When Women Become Allies to Save Watersheds and Wildlife

When Women Become Allies to Save Watersheds and Wildlife

This article was produced by Local Peace Economy, a project of the Independent Media Institute.

By Barbara Williams

The word “Minnesota” derives from one of two Dakota words, either Mni Sóta meaning clear blue water or Mnissota meaning cloudy water. Just one letter can change the entire meaning. Just one oil spill could ruin the entire ecosystem.

I traveled to northern Minnesota with Jane Fonda and Tessa Wick in March to stand with the Ojibwe who are fighting a massive assault on their ancestral territory. Line 3 is a pipeline that was built in the 1960s and currently has 900 structural problems according to Enbridge, the Canadian company that owns it. Under the guise of replacing it, Enbridge is in fact abandoning the old one and aggressively laying the infrastructure to expand it into a larger pipeline with greater capacity. The proposed monstrosity would snake through 200 pristine lakes and rivers in northern Minnesota including watersheds for the wild rice that is unique to this part of the world and has been intrinsic to the Anishinaabeg/Ojibwe way of life for centuries. A spill could permanently destroy rice beds as well as the fish and wildlife habitat. Enbridge has had over 800 spills in the last 15 years, most notably the largest inland oil spill in U.S. history when 1.2 million gallons leaked into the Kalamazoo River in 2010. A spill is inevitable.
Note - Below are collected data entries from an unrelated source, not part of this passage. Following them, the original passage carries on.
PR #82, opened 2021-11-30
feat: revamp ruby, github packages, support asdf

jaredallard:
**What this PR does / why we need it**: This PR removes the hacky `run-docker-container` scripts and instead uses raw Ruby. This is now facilitated but the new multi-language docker containers powered by asdf. As part of this we also now support publishing to Github Packages instead of packagecloud

**JIRA ID**: [DTSS-0]

**Notes for your reviewer**:


shell/ci/auth/gcr.sh
```diff
@@ -2,6 +2,11 @@
 # Configures CircleCI docker authentication
```
george-e-shaw-iv, line 2: would be nice to no-op in this file if its running locally since docker login fails when running this locally via script-wrapper

shell/ci/auth/packagecloud.sh
```diff
@@ -0,0 +1,7 @@
+#!/usr/bin/env bash
+# Sets up authentication for pushing up a RubyGem
+# DEPRECATED: This is no longer supported and will be replaced
+# by Github Packages very soon.
```
george-e-shaw-iv, line 4: should you log this

george-e-shaw-iv (approved):

shell/ci/auth/packagecloud.sh
jaredallard: Not needed, done later.

shell/ci/auth/gcr.sh
jaredallard: Good concern, planning on doing this later on with all the auth methods. Mostly just supporting a design that can do that in the future right now

PR #96, opened 2021-12-13
fix(hjson-sync): use correct function name

malept:

Fixes the hjson syncer so that it actually runs instead of always failing (but exiting with status 0)


shell/ci/testing/sync-package-hjson.js
```diff
@@ -66,7 +66,7 @@ if (match === null) {
 
         let githubToken;
         try {
-          githubToken = readFileSync(githubTokenPath);
+          githubToken = fs.readFileSync(githubTokenPath);
         } catch (err) {
           console.error("No GitHub token found:", err);
           process.exit();
```
malept, line 72: If no GitHub token is found, perhaps it *should* fail.
```suggestion
          process.exit(1);
```

jaredallard (approved):

PR #103, opened 2021-12-17
feat: DTSS-1095 Allow `test.sh` to run under Delve

richardlarocque:
[DTSS-1095](https://outreach-io.atlassian.net/browse/DTSS-1095)

Updates `test.sh` with an implicit ENV-var parameter called
`PACKAGE_TO_DEBUG`.  When this variable is specified, the `test.sh`
script will invoke Delve on that particular package's tests.

Due to technical limitations, we can only debug one package at a time.
There is no way to run the entire suite of tests under a debugger all at
once, because each pckage creates its own test binary.

### DIFF
--- a/shell/test.sh
+++ b/shell/test.sh
@@ -9,6 +9,11 @@ set -e
 DIR="$(cd "$(dirname "${BASH_SOURCE[0]}")" >/dev/null 2>&1 && pwd)"
 LINTER="${LINTER:-"$DIR/golangci-lint.sh"}"
 
+# If you want to run tests under a debugger, use this ENV var to specify the
+# name of the package you wish to debug.  You can only debug one package at a
+# time.
+## PACKAGE_TO_DEBUG=
+
 # shellcheck source=./lib/logging.sh
 source "$DIR/lib/logging.sh"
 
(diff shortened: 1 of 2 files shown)


jaredallard:
Can most of this logic be put into `test.sh` and be done via a flag or env var? Seems pretty duplicated.

richardlarocque:
> Can most of this logic be put into `test.sh` and be done via a flag or env var? Seems pretty duplicated.

Yeah, it is.  I was about to write a comment about how "hacks" this PR is, but you beat me to it.  :)

It seems like it should be possible, but there is one big difference between the regular `test.sh` and this one.  We can only debug one single package's tests at a time, where `test.sh` could test all of `./...` at once.  We need an extra argument to specify which package we're debugging.

Would it be reasonable to add a `PKG_TO_TEST` env var?  Should we add actual flags parsing to `test.sh`, so we could have a `--package-to-debug=` argument?  Other ideas?

jaredallard:
Oh, yeah, good point there. I know @jeff-outreach wanted something like this awhile back. I'm totally for modifying that to allow you to specify which packages you'd like to test.

I think argv parsing would be the best way to go, but I'm also hesitant to go back down that path. For now maybe we just go with envvar, and if it's a pain point we can look at better ways to handle this.

richardlarocque:
SGTM.  I'll update it to use an ENV_VAR, merge it with `test.sh`, and ping you when it's fixed.  I'll put this back into draft and remove the review assignment in the meantime.

richardlarocque:
Looks like I can't remove the reviewer assignment.  Oh well.  At least draft-ifying worked.

richardlarocque:
This PR won't win any beauty contests, but it's an improvement on what came before.  I think it's ready for another look.

CC: @jaredallard (when you have time, not urgent)

jeff-outreach (commented):
I have only very general questions and comments about this PR. Where is it documented that this capability will exist and how to use it?  The way devbase is buried in bootstrap makes it non-intuitive to just "discover" these things especially if you don't know they exist.

I'm not against the changes in this PR at all, but just want to note that if you set up the tests cleanly they integrate with the VSCode dlv integration (which is how I have been running tests in the debugger), and it allows running individual tests with breakpoint and inspection integration in VSCode.

Once this goes in (presuming it does) I am curious how it works in comparison to the VS Code integrations.

richardlarocque:
In reply to @jeff-outreach's comment:

In `git` they have the concept of "[plumbing and porcelain](https://git-scm.com/book/en/v2/Git-Internals-Plumbing-and-Porcelain)".  This is much more on the "plumbing" side of that taxonomy.

This is not a great public-facing interface.  It's not really intended as such.  Right now, our only "public" interface is the `Makefile` and until that changes it'll be hard to build "porcelain" around something like this.  At best, maybe folks can write integrations with their own preferred editors that build on top of this and contribute them back to bootstrap.

I'm kind of surprised that VSCode's debugger actually works.  It's kind of hard to get a bootstrap project built with all the right build tags and linker flags.  I've struggled to integrate with Emacs' Go tooling, for example.

jaredallard (approved):
LGTM, we should consider documenting this at one point, but it's a great issue right now anyways....

PR #118, opened 2022-01-19
refactor: retry common failure points

jaredallard:

Title says it all.

## Jira ID

[DTSS-1186]

## Notes for your reviewers

[DTSS-1186]: https://outreach-io.atlassian.net/browse/DTSS-1186?atlOrigin=eyJpIjoiNWRkNTljNzYxNjVmNDY3MDlhMDU5Y2ZhYzA5YTRkZjUiLCJwIjoiZ2l0aHViLWNvbS1KU1cifQ

### DIFF
--- a/shell/lib/shell.sh
+++ b/shell/lib/shell.sh
@@ -18,7 +18,7 @@ retry() {
 
   local exitCode=0
   for i in $(seq 1 "$maxRetries"); do
-    if [[ $1 -gt 1 ]]; then
+    if [[ $i -gt 1 ]]; then
       echo "RETRYING: $command ($i/$maxRetries)"
     fi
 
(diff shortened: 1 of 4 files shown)


shell/lib/shell.sh
```diff
@@ -0,0 +1,65 @@
...
+
+    # execute command, if succeeds break out of loop and
+    # and reset exitCode
+    "$command" "$@" && exitCode=0 && break
+
+    # preserve the exit code
+    exitCode=$?
+
+    # try again after x time
+    sleep "$interval"
```
george-e-shaw-iv, line 33: could be nice to do sleep interval + (i*3) or something to have a little bit of an exponential backoff

george-e-shaw-iv: "exponential" is not being used literally here

george-e-shaw-iv (approved):

shell/lib/shell.sh
jaredallard: yeah, but i don't think we need it rn, but happy to add it later if this actually becomes an issue (I suspect this'll only ever really trigger once)

PR #560, opened 2023-06-16
fix: don't fail if the field is not an array

joeysmithoutreach:

Prevent yq from throwing an error when there is no array in the given field.

https://stackoverflow.com/questions/28213232/docker-error-jq-error-cannot-iterate-over-null

## Jira ID

[XX-XX]

### DIFF
--- a/shell/ci/release/docker.sh
+++ b/shell/ci/release/docker.sh
@@ -34,7 +34,7 @@ get_image_field() {
   local name="$1"
   local field="$2"
   # shellcheck disable=SC1087 # this is a yq/jq filter that shellcheck thinks is bash
-  yq -r ".[\"$name\"]$field[]" "$MANIFEST"
+  yq -r ".[\"$name\"]$field[]?" "$MANIFEST"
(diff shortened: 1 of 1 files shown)


shell/ci/release/docker.sh
```diff
@@ -34,7 +34,7 @@ get_image_field() {
   local name="$1"
   local field="$2"
   # shellcheck disable=SC1087 # this is a yq/jq filter that shellcheck thinks is bash
-  yq -r ".[\"$name\"]$field[]" "$MANIFEST"
+  yq -r ".[\"$name\"]$field[]?" "$MANIFEST"
```
jaredallard, line 37: TIL, I would've just checked the field type. This is much cooler. You might want to test it with the instructions in the README on a repo w/ and w/o the settings to be safe.

jaredallard:
Superseded by a PR I'm about to open.

jaredallard:
https://github.com/getoutreach/devbase/pull/561

PR #563, opened 2023-06-20
chore: Promote rc to stable

tonymbugua-outreach:
Promote rc to stable, created by `dt release promote`

**DO NOT MERGE**


jaredallard (changes requested):
Got a bug fix that needs to get into this. Let's hold off.

Also we're not 100% done with release notes yet, so we should put a pause on the releasing until that is done (will update Slack thread)

jaredallard (approved):
bug fix is in :shipit:

PR #568, opened 2023-06-20
fix: don't overwrite prev line if error

joeysmithoutreach:

There is some logic in shell.sh's run_command function to put the terminal back one line. However, this is currently overwriting parts of error messages.

This changes the code so that the cursor is only moved back if the previous command ran successfully.

## Jira ID

[DT-3800]

## Notes for your reviewers

[DT-3800]: https://outreach-io.atlassian.net/browse/DT-3800?atlOrigin=eyJpIjoiNWRkNTljNzYxNjVmNDY3MDlhMDU5Y2ZhYzA5YTRkZjUiLCJwIjoiZ2l0aHViLWNvbS1KU1cifQ

### DIFF
--- a/shell/lib/shell.sh
+++ b/shell/lib/shell.sh
@@ -138,7 +138,7 @@ run_command() {
     # If the position of the cursor didn't change, and wasn't zero,
     # we can safely assume that the linter didn't output anything,
     # so we can just overwrite the previous line.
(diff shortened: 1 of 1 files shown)


jaredallard (approved):
Seems like a fair assertion.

During his lame-duck period, Donald Trump approved Line 3, in spite of no environmental impact study. It is currently under review. Now that justice has been rendered in the George Floyd case, there is hope that Minnesota Attorney General Keith Ellison will turn his attention to the social and environmental injustice of Line 3. President Biden should overturn the Army Corps permit to Enbridge as he did with the Keystone XL pipeline.

Our first stop was at a compound on the White Earth Reservation. It houses 8th Fire Solar, a facility where tribal members are building thermal solar panels. It is the headquarters for Honor the Earth, an organization founded by Winona LaDuke, with the mission of creating awareness and support for Native environmental issues. Winona is a magnetic and fiery leader who has long been a vital force protecting the earth. In addition to harvesting wild rice (manoomin) and building solar panels, Winona runs a fledgling hemp business, taps maple trees, and has ventured into small-batch coffee roasting. The people on the White Earth Reservation are making every effort to be self-sufficient through sustainable activities.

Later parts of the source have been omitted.